En las celdas va haciéndose comunidad. Se mezclan franeleros, ebrios y personas detenidas por otras faltas administrativas. Todos los conductores ebrios serán conducidos a El Torito. Hay tantas risas como miedo. Personal del juzgado ha traído cigarrillos, cocacola y chicharrones enchilados; el que invita, un muchacho detenido por “aventarme una meada de rico” (por la multa) dice que tal privilegio obedece a que “nuestra celda es viaypi, patrocinada por el Peje”.
Otros no son tan amables: en El Torito, aseguran, hay asaltos y violaciones, que más vale ir en grupo, hacer grupo con los compañeros de celda. Hay un patrullero que, al contrario, jura que la pasa uno bien, “hasta organizan partidos de voli”; un conductor entusiasmado sólo lamenta su mala suerte de no llevar zapatos tenis.
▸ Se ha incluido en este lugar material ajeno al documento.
PR #628, opened 2017-07-09
move server init outside try/except

eplaut:
Moving `server` initialization outside the try/except block removes the shadowing exception on the finally stage if server creation failed.

### DIFF
--- a/slash/parallel/server.py
+++ b/slash/parallel/server.py
@@ -185,8 +185,8 @@ class Server(object):
         return self.has_connected_clients() or self.has_more_tests()
 
     def serve(self):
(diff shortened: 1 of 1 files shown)


eplaut:
@vmalloc can you tell how mature the parallel feature is?
I'm willing to use it, but for some issues, it doesn't works for me. I'm having hard time to debug it and I want to read some documentation about it.

vmalloc:
@eplaut thanks a lot!

It's still in testing and we're still finding subtle bugs and nuances regarding how to work with it. We haven't written docs about it yet, but I'll add it to the list of things to get done before 1.3.0 is out

PR #636, opened 2017-07-12
Add documentation for parallel execution

maormarcus:


doc/parallel.rst
```diff
@@ -0,0 +1,49 @@
+.. _parallel:
+
+Parallel execution
+==============================
```
vmalloc: RST title lines should be at the exact length of the title

doc/parallel.rst
```diff
@@ -0,0 +1,49 @@
...
+
+By default, tests run in serial order. However, it is possible to run tests in parallel mode.
```
vmalloc: > A single Slash session process runs tests sequentially. However...

PR #652, opened 2017-07-31
Add host_fqdn & host_name attributes to session (fix #651)

### LINKED ISSUE #651: Attach hostname and fqdn to session object

ayalash:


slash/core/session.py
```diff
@@ -94,6 +95,8 @@ def deactivate(self):
 
     @contextmanager
     def get_started_context(self):
+        self.host_fqdn = socket.getfqdn()
```
vmalloc: @ayalash cache this value somewhere. When running tests with VPN enabled on a mac this can cause a 1000% slowdown

PR #653, opened 2017-08-04
Use IPython 5.x LTS for Python version before 3.3

pierreluctg:
Python 6.0+ does not support Python 2.6, 2.7, 3.0, 3.1, or 3.2.
When using Python 2.7, please install IPython 5.x LTS Long Term Support version.
Beginning with IPython 6.0, Python 3.3 and above is required.


vmalloc:
Thanks! Much appreciated!

vmalloc:
Will release a hotfix with this change soon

A punto de emprender el corto viaje a El Torito, un compañero de celda se pone existencialista: “Es que este año no nos quiere”.
III
La naftalina no logra disimular aquí el hedor a excusados. Los reos se acomodan en dos galeras de cinco celdas cada una. La primera tiene el rótulo “Varios B” y es donde concentran principalmente a los detenidos por el Alcoholímetro. Cada celda fue concebida para albergar a cuatro reos, con sus respectivas camas de cemento adosadas a los muros, en forma de literas y vestidas con colchones pringosos. En una galera para 20 personas llegan a estar unos 60. Las luz eléctrica es escasa y muchas veces eso se agradece, porque cuanta más claridad, más pringosas se ven las paredes verde pistache. No hay privacidad ni en los baños, que tienen las puertas arrancadas. El frío es atroz, pero los custodios no explican que se tiene derecho a una cobija.
A las 6 de la mañana se pasa la primera lista. La población, aterida, se amontona al fondo del patio, dando la cara a las galeras. “¡Respondan con el segundo apellido!”, es la orden, y comienza el juego. Va el custodio: “¡Marco Lara!”. El reo: Klahr, y pasa adelante, a formar una nueva fila.
A las 7:00 horas es el desayuno. Todo mundo debe tomar charola, vaso y cuchara de plástico, y formarse para la ración. Huevo y pan, en un comedor verde pistache también, con mobiliario de aluminio. Y una hora más tarde, a medio patio, sesión con “compañeros” de Alcohólicos Anónimos cuyos discursos saben, en tales circunstancias, a reconvención divina. Luego, ¡derecho a biblioteca! Se puede jugar ajedrez o dominó, o leer. Un ejemplar de El Muro, de Jean-Paul Sartre se vuelve una aún más desoladora compañía.
IV
La resaca moral es todo un tópico. Se lamenta que las esposas no comprendan lo que se vive aquí. “Mi mujer dijo que por ella me dejaran aquí tres días, y me colgó el teléfono”. Hay remordimiento por “el tarjetazo” de la borrachera precedente. Los hombres se torturan por sus conflictos familiares. “Estando uno aquí hasta quiere a sus hijos, ¿no?”. “En Christmas todo se perdona, ¿no?”, musitan llorando.
Pero, sobre todo, lo más cotizado es acceder a la hora. De vez en vez, alguien se escabulle para ver de lejos un reloj en la oficina de guardia. Saber el transcurrir de un minuto es delicioso. Se corre festejando el paso de una hora más. Y llega así el espacio para la visita familiar: de tres a cinco, y enseguida, nueva sesión de Alcohólicos Anónimos.
Se han cumplido 20 horas. Es hora de irse de El Torito. Pero falta un nuevo desafío: apenas liberado, cruzar los puentes de Tacuba cuidándose de las pandillas de asaltantes que acechan a los “conductores del alcoholímetro”. Y en estos avatares, aparece el recuerdo de un grito fraternal a media galera, la madrugada anterior: “¡A este cabrón de Ebrard alguien tendría que rafagearlo, hermanos!”.